Lakiernictwo i blacharstwo

Lakiernictwo i blacharstwo

ponad rok temu  14.04.2020, ~ Administrator - ,   Czas czytania 6 minut

Chrom, cynk, nikiel, a może miedź? – nie tylko kolor się liczy...

Chromy są nieodłącznym elementem klasyków

Strona 1 z 2

W motoryzacji mamy do czynienia z wieloma powłokami, których zadaniem jest nie tylko ochrona antykorozyjna, ale również dbanie o wygląd zewnętrzny pojazdów. Współczesny samochód przykuwa uwagę nie tylko kolorem, który potrafi być oszałamiający, ale także różnego typu dodatkami. Do tych elementów stosuje się chrom, ale także cynk czy nikiel. 

I tutaj pojawia się wiele pytań, m.in. o to, czym charakteryzuje się dana powłoka i proces jej tworzenia. Jak wiemy, lakier przykuwa uwagę, a drobne elementy pokryte warstwą chromu czy niklu przyciągają, by skupić się na detalach.

Czym jest galwanizacja?
Zacznijmy od określenia tego, czym jest galwanizacja. Jeśli poznamy przebieg tego procesu, będziemy bezbłędnie poruszać się w świecie metali nakładanych za pomocą prądu. Galwanotechnika to wszechstronna i skuteczna metoda nakładania powłoki ochronnej nie tylko na elementy stalowe, ale również te wykonane z tworzywa sztucznego.
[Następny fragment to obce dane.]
PR #538, opened 2021-06-09
Explicitly require tools be accessible to people with disability 

### LINKED ISSUE #537: Clarify that tooling must be accessible for people with disabilities
Currently in the tooling section there is a bullet stating: 

> "Any tooling used by the group for producing its documentation and deliverables or for official group discussions should be usable without additional cost by all who wish to participate, to allow their effective participation."

It is not clear from this that tooling must be accessible for people with disabilities who contribute to the W3C community. The term "usable... by all" doesn't have the clarity or get the outcome needed, and W3C Team are having to scramble more and more often to deal with barriers from tools, or arrange assessments, etc. 

Here is one possibility: 

""Any tooling used by the group for producing its documentation and deliverables or for official group discussions should be accessible for people with disabilities according to relevant standards, and usable without additional cost by all who wish to participate, to allow their effective participation."

Thoughts welcome.

chaals:
fixes #537 

Adds the wording proposed, and makes cost a separate requirement (so it can be discussed separately).

***
<a href="https://pr-preview.s3.amazonaws.com/w3c/w3process/pull/538.html" title="Last updated on Jun 9, 2021, 3:01 PM UTC (fe5308e)">Preview</a> | <a href="https://pr-preview.s3.amazonaws.com/w3c/w3process/538/231cf4e...fe5308e.html" title="Last updated on Jun 9, 2021, 3:01 PM UTC (fe5308e)">Diff</a>

### DIFF
--- a/index.bs
+++ b/index.bs
@@ -674,9 +674,12 @@ Tooling for Discussions and Publications</h4>
 			Any tooling used by the group
 			for producing its documentation and deliverables
 			or for official group discussions
-			<em class=rfc2119>should</em> be usable
-			without additional cost
-			by all who wish to participate,
+			<em class=rfc2119>should</em> be accessible for people with disabilities
+			
+		<li id=tool-nocost>	
+			Any tooling used by the group additional cost
+			<em class=rfc2119>should</em> be available at no additional cost
+			to all who wish to participate,
 			to allow their effective participation.
 
 			Note: If a new participant joins who cannot use the tool,
--- a/index.bs
+++ b/index.bs
@@ -674,19 +674,14 @@ Tooling for Discussions and Publications</h4>
 			Any tooling used by the group
 			for producing its documentation and deliverables
 			or for official group discussions
-			<em class=rfc2119>should</em> be accessible for people with disabilities
+			<em class=rfc2119>should</em> be accessible to people with disabilities.
 			
 		<li id=tool-nocost>	
 			Any tooling used by the group 
 			for producing its documentation and deliverables
 			or for official group discussions
 			<em class=rfc2119>should</em> be available at no additional cost
-			to all who wish to participate,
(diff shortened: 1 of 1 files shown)


nigelmegitt (approved):

dwsinger:
I think it might be better as a single requirement so that the following Note applies to both?

shawna-slh:
Thanks for the review ping.

1. Easy things:
   * [ ] I strongly prefer "accessible to people with disabilities" (not ....._for_ people...)
   * [ ] new sentence missing terminal punctuation


2. I appreciate the idea of splitting up accessibility and cost in different bullets; however, it doesn't work well as drafted, because:
   * The Note (“Note: If a new participant joins who cannot use the tool…”) applies to both bullets
   *  “, to allow their effective participation.” applies to both bullets

Some options:
* Could put as single bullet.
* Could make sub-bullets.
* Could delete “, to allow their effective participation.” if feel that point isn’t needed here given it is in the paragraph before the list (“allow all would-be participants to effectively participate”).

shawna-slh (changes requested):
https://github.com/w3c/w3process/pull/538#issuecomment-857757864

fantasai:
This change regresses the case of other reasons a participant might not be able to use the tool, so I can't agree with this change.

(I also think that it should stay as one rule, because the rules are split largely on their target, and both of these have the same target.)

frivoal:
Filed a separate pull request (#539) to propose a less invasive edit, to solve the issue without regressing the [cases fantasai mentions](https://github.com/w3c/w3process/issues/537#issuecomment-857879755).

Alvinchongry (approved):

Alvinchongry (approved):

frivoal:
Rejected in favor of #539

Nazwa galwanizacja pochodzi od fizyka Luigiego Galvaniego, który pierwszy objaśnił działanie elektryczności galwanicznej. Zakłada się, że złocenie przedmiotów metodą galwanotechniki było znane już w starożytności. Galwanizacja jest procesem wykorzystującym zjawiska elektrochemiczne towarzyszące przepływowi prądu między elektrodami umieszczonymi w kąpieli galwanicznej. Gdy energia elektryczna przepływa przez obwód, elektrolit rozszczepia niektóre atomy metalu, które są następnie osadzane w cienkiej warstwie na elemencie. Najczęściej galwanizacja odnosi się do praktycznego wykonywania trwale przylegających cienkich powłok metalicznych poprzez osadzanie metalu na innym (np. chromowanie, cynkowanie, niklowanie, złocenie). 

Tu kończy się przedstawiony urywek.